„Zivilklausel muss erhalten bleiben“

Keine Militärforschung an NRW-Hochschulen

Die schwarz-gelbe Landesregierung plant im Rahmen der von ihr beabsichtigten Novellierung des Hochschulgesetztes auch die sog. ‚Zivilklausel‘ zu streichen. Sie war 2014 von der rot-grünen Vorgängerregierung in das NRW-Hochschulgesetz aufgenommen worden. Mit dieser Klausel werden die Hochschulen verpflichtet, ihre Forschung ausschließlich an friedlichen Zielen zu orientieren. Mit der jetzt von Schwarz-Gelb beabsichtigten Streichung wäre an NRW-Hochschulen wieder Forschung erlaubt, die militärischen Zwecken dient.

An den Hochschulen selbst formiert sich dagegen massiver Widerstand. Darüber hinaus fordert ein breites Bündnis von Initiativen, Verbänden und Gewerkschaften die Zivilklausel zu erhalten. „Es ist schon an Unverfrorenheit kam zu überbieten, wie die Landesregierung nun beabsichtigt, die mehrheitlich von den Hochschulen gewünschte ‚Zivilklausel‘ wieder abzuschaffen.

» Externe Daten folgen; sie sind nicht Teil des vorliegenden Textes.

PR #194, opened 2022-12-13
Finish refactoring of analysis_utils.py result storage

jeremykubica:
This change transitions all of analysis_utils.py to use ResultList for tracking and passing around results. The goal is to provide a separate interface for storing and filtering results so that the user does not need to manually update the relevant fields of the `keep` dictionary.  The tradeoff will be occasionally higher overhead due to storing the results in row-wise format.


src/kbmod/analysis_utils.py
```diff
@@ -372,325 +358,213 @@ def load_results(
...
         start = time.time()
-        num_images = search.get_num_images()
 
-        # Create a subset of the trajectories and good_idx for results in result_idx.
-        res_subset = [keep["results"][ind] for ind in result_idx]
-        good_subset = [keep["lc_index"][ind] for ind in result_idx]
+        # Create the list of trajectory results to use.
+        trj_list = keep.trj_result_list(indices_to_use=result_idx)
 
+        # Make the stamps.
```
delucchi-cmu, line 453: This is a super-satisfying cleanup!

src/kbmod/analysis_utils.py
```diff
@@ -372,325 +358,213 @@ def load_results(
...
-                tmp_results["phi_curves"] = tmp_phi_curves
-                tmp_results["results"] = results
-                keep_idx_results = filter_func(tmp_results, filter_params)
-                keep = self.read_filter_results(
-                    keep_idx_results, keep, tmp_psi_curves, tmp_phi_curves, results, mjds, lh_level
-                )
+            batch_size = result_batch.num_results()
+            print("Extracted batch of %i results for total of %i" % (batch_size, total_count))
+            if batch_size > 0:
+                # Do rounds of filtering each is linear and we might be able to get
```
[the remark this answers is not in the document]
jeremykubica: I'm not sure it is a TODO yet. We'd need to benchmark to see if it is worth the extra complexity.

src/kbmod/analysis_utils.py
```diff
@@ -372,325 +358,213 @@ def load_results(
...
-                keep_idx_results.append(self._clipped_sigmaG(z[0], z[1], z[2]))
+            for i, row in enumerate(result_list.results):
+                single_res = self._clipped_sigmaG(row.psi_curve, row.phi_curve, i)
+                row.filter_indices(single_res[1])
 
         end_time = time.time()
         time_elapsed = end_time - start_time
         print("{:.2f}s elapsed".format(time_elapsed))
         print("Completed filtering.", flush=True)
         print("---------------------------------------")
```
DinoBektesevic, line 529: I had to go look up what `zip_curves_list` does, which means it could probably have a better name. I guess it didn't occur to me in the other PR.

If it's not too big of a bother, it only appears, perhaps `zip_phi_psi_idx`? It's clearer and shorter. Bonus points if you return a generator instead of a list (just use `()` instead of `[]` in return) to stay true to name; I'm not sure `starmap_async` would notice the difference and there could be a small perf gain.

This entire phrase also repeats itself verbatim in `apply_clipped_average` so I'd suggest replacing it with a private generic method like:

```python
def __parallel_apply_statistic(self, result_list, statistic):
    start_time = time.time()

    if self.num_cores > 1:
        zipped_curves = result_list.zip_phi_psi_idx()

        keep_idx_results = []
        print("Starting pooling...")
        pool = mp.Pool(processes=self.num_cores)
        keep_idx_results = pool.starmap_async(statistic, zipped_curves)
        pool.close()
        pool.join()
        keep_idx_results = keep_idx_results.get()

        for i, res in enumerate(keep_idx_results):
            result_list.results[i].filter_indices(res[1])
    else:
        for i, row in enumerate(result_list.results):
            single_res = statistic(row.psi_curve, row.phi_curve, i)
            row.filter_indices(single_res[1])

    # TODO: get actual logging 
    end_time = time.time()
    time_elapsed = end_time - start_time
    print("{:.2f}s elapsed".format(time_elapsed))
    print("Completed filtering.", flush=True)
    print("---------------------------------------")

    return result_list
```
and then these parts of `apply_clipped_sigmaG` and `apply_clipped_average` are just:
```python
# TODO: replace with logging
print("Applying Clipped-sigmaG Filtering")
self.lc_filter_type = filter_params["sigmaG_filter_type"]
results_list = self.__parallel_apply_statistic(results_list, self._clipped_sigmaG)

```
and
```python
# TODO: replace with logging
print("Applying Clipped-Average Filtering")
self.lc_filter_type = filter_params["sigmaG_filter_type"]
results_list = self.__parallel_apply_statistic(results_list, self._clipped_average)
```

src/kbmod/analysis_utils.py
```diff
@@ -835,39 +685,30 @@ def _clipped_average(self, psi_curve, phi_curve, index, num_clipped=5, n_sigma=4
...
         """
         print("Applying Kalman Filtering")
         start_time = time.time()
-        # Make copies of the values in 'old_results' and create a new dict
-        psi_curves = np.copy(old_results["psi_curves"])
-        phi_curves = np.copy(old_results["phi_curves"])
 
-        keep_idx_results = kb.kalman_filtered_indices(psi_curves.tolist(), phi_curves.tolist())
+        for row in result_list.results:
+            keep_idx_results = kb.kalman_filtered_indices([row.psi_curve], [row.phi_curve])
```
DinoBektesevic, line 701: Is this correct because it's confusing? Old code had psi and phi as numpy arrays, so a `psi.tolist()` returns the same thing, just as a straight python `list`. `ResultRow.set_psi_phi` sets them as `lists`. So a `[psi/phi]` would be a list of lists in my mind? 
This seemingly works, because nothing breaks when I run it, but its confusing me.

src/kbmod/analysis_utils.py
```diff
@@ -931,105 +758,82 @@ def apply_stamp_filter(
...
                 stamps_slice = search.gpu_coadded_stamps(results_slice, params)
                 for ind, stamp in enumerate(stamps_slice):
                     if stamp.get_width() > 1:
-                        keep["stamps"].append(np.array(stamp))
+                        result_list.results[ind + start_idx].stamp = np.array(stamp)
                         all_valid_inds.append(ind + start_idx)
 
                 # Move to the next chunk.
                 start_idx += chunk_size
+                del stamps_slice
```
DinoBektesevic, line 793: Is this required?

src/kbmod/analysis_utils.py
```diff
@@ -931,105 +758,82 @@ def apply_stamp_filter(
...
+            np.array(result_list.trajectory_list()),
             cluster_params["x_size"],
             cluster_params["y_size"],
             cluster_params["vel_lims"],
             cluster_params["ang_lims"],
             cluster_params["mjd"],
         )
-        rs.filter_results(cluster_idx)
+        result_list.filter_results(cluster_idx)
         del cluster_idx
```
DinoBektesevic, line 828: I'm not sure we need this either, or is there something about Python's GC that makes this so memory intensive this is required?

DinoBektesevic (changes requested):
Is this something I'm doing wrong or can you reproduce? I don't think we should merge until this is cleared up.

```python
(kbmod) [filtered_results_2] $: python deep_analysis.py N5 B1f_20201020
Loading image file data
Loading map of EXPNUM to image index.
Loaded 84 results from /nvme/.../results/data/B1f_20201020/N5/results_B1f_N5_rescls.txt.
Finding object occurences in the data files.
Result 0 mached orbit 760.
Result 82 mached orbit 10536.

RESULTS ------------
Known Fakes: 10
Found Objects: 84
Recovered fakes: 2
Missed known fakes: 8
```

```python
(kbmod) [main] $: python deep_analysis.py N5 B1f_20201020
Loading image file data
Loading map of EXPNUM to image index.
Loaded 78 results from /nvme/.../results/data/B1f_20201020/N5/results_B1f_N5_main.txt.
Finding object occurences in the data files.
Result 0 mached orbit 760.

RESULTS ------------
Known Fakes: 10
Found Objects: 78
Recovered fakes: 1
Missed known fakes: 9
```

src/kbmod/analysis_utils.py
jeremykubica: I think it is correct, but less efficient. The previous code took a list of lists with one list 'row' for each result. In the new code we put the loop outside. Since the code is still expecting a list of lists, we feed them in one at a time. It's not a great solution. Let me know if you see a better way to do this.

src/kbmod/analysis_utils.py
jeremykubica: I don't think so. It was in the original code, so I just moved it into the loop. But I don't think this is actually needed, so let me remove it.

src/kbmod/analysis_utils.py
jeremykubica: Removed.

src/kbmod/analysis_utils.py
```diff
@@ -372,325 +358,213 @@ def load_results(
...
 
+        # Make the stamps.
         if stamp_type == "cpp_median" or stamp_type == "median":
-            trj_res = [kb.trj_result(t, num_images, inds) for t, inds in zip(res_subset, good_subset)]
-            coadd_stamps = [np.array(stamp) for stamp in search.median_sci_stamps(trj_res, radius)]
-        elif stamp_type == "cpp_mean" or stamp_type == "mean":
-            trj_res = [kb.trj_result(t, num_images, inds) for t, inds in zip(res_subset, good_subset)]
-            coadd_stamps = [np.array(stamp) for stamp in search.mean_sci_stamps(trj_res, radius)]
+            coadd_stamps = [np.array(stamp) for stamp in search.median_sci_stamps(trj_list, radius)]
+        elif stamp_type == "cpp_mean":
```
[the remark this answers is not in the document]
jeremykubica: No. That was an accident. Thanks for catching.

src/kbmod/analysis_utils.py
```diff
@@ -372,325 +358,213 @@ def load_results(
...
-                'clipped_sigmaG'
-                'clipped_average'
-                'kalman'
-            chunk_size : int
-                The number of results to load at a given time from search.
-            max_lh : float
-                The maximum likelihood threshold for an acceptable results.
+
+        Arguments:
+            search (`kbmod search`): The search function object.
```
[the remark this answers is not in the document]
jeremykubica: Fixed.

src/kbmod/analysis_utils.py
```diff
@@ -307,28 +295,27 @@ def __init__(self, config):
         self.mask_bits_dict = config["mask_bits_dict"]
         self.flag_keys = config["flag_keys"]
         self.repeated_flag_keys = config["repeated_flag_keys"]
+        self._mjds = mjds
         return
```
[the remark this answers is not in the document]
jeremykubica: You are correct. I will remove the return.

src/kbmod/analysis_utils.py
maxwest-uw: if you wanted to, you could just create a binding for [kalmanFilterIndex](https://github.com/dirac-institute/kbmod/blob/main/src/kbmod/search/Filtering.cpp#L224) and call that directly instead! I also know we're thinking about getting rid of kalman filtering entirely so it might not be worth the effort 😭

src/kbmod/analysis_utils.py
```diff
@@ -931,105 +754,83 @@ def apply_stamp_filter(
...
-
-        keep["final_results"] = np.array(all_valid_inds)
-        keep["stamps"] = np.array(keep["stamps"])
-        print("Keeping %i results" % len(keep["final_results"]), flush=True)
+        if result_list.num_results() <= 0:
+            print("Skipping. Nothing to filter.")
+            return
+        
+        print("Stamp filtering %i results" % result_list.num_results())
+        while start_idx < result_list.num_results():
```
maxwest-uw, line 770: this is so much more readable 👌

src/kbmod/run_search.py
```diff
@@ -329,8 +330,8 @@ def _count_known_matches(self, keep, img_info, search):
 
         # Extract a list of predicted positions for the final results.
         found_objects = []
-        for index in keep["final_results"]:
-            ppos = search.get_mult_traj_pos(keep["results"][index])
+        for row in result_list:
```
maxwest-uw, line 333: the interface pretty much works the same as it did before so my koffi version of `_count_known_matches` won't really be affected 🙂

maxwest-uw (approved):
one possible suggestion on improving memory efficiency of kalman filter changes, but also since we talked about getting rid of the other filtering functions in this week's kbmod meeting anyway I think that change is optional, so I'll go ahead and approve :)

src/kbmod/analysis_utils.py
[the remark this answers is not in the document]
jeremykubica: I changed this to a single function and removed the second linear pass.

src/kbmod/analysis_utils.py
jeremykubica: I changed the name. I'm holding off on combining the two functions because we were discussion removing everything except sigmaG filtering anyway.

src/kbmod/analysis_utils.py
jeremykubica: I think we should prune the filtering options, so let's leave it as-is until we decide which filtering options to keep.

jeremykubica:
I made most of the changes (with the exception of combing the two filtering functions). I also updated the new comments to numpydoc format.

jeremykubica:
I also updated most of the other pythondoc comments in analysis/ to match the style.

DinoBektesevic (approved):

Dagegen regt sich breiter Protest, einen Protest, den wir als Sozialdemokraten voll unterstützten. Wissenschaft und Hochschulen sollten mithin der Garant für die Gewährleistung und Schaffung friedensstiftender gesellschaftlicher Verhältnisse sein, auch im internationalen Kontext, da kann es nicht sein, dass militärisch nutzbare Forschung an den zivilen Hochschulen unseres Landes stattfindet“, so Dietmar Bell, wissenschaftspolitischer Sprecher der SPD-Landtagsfraktion.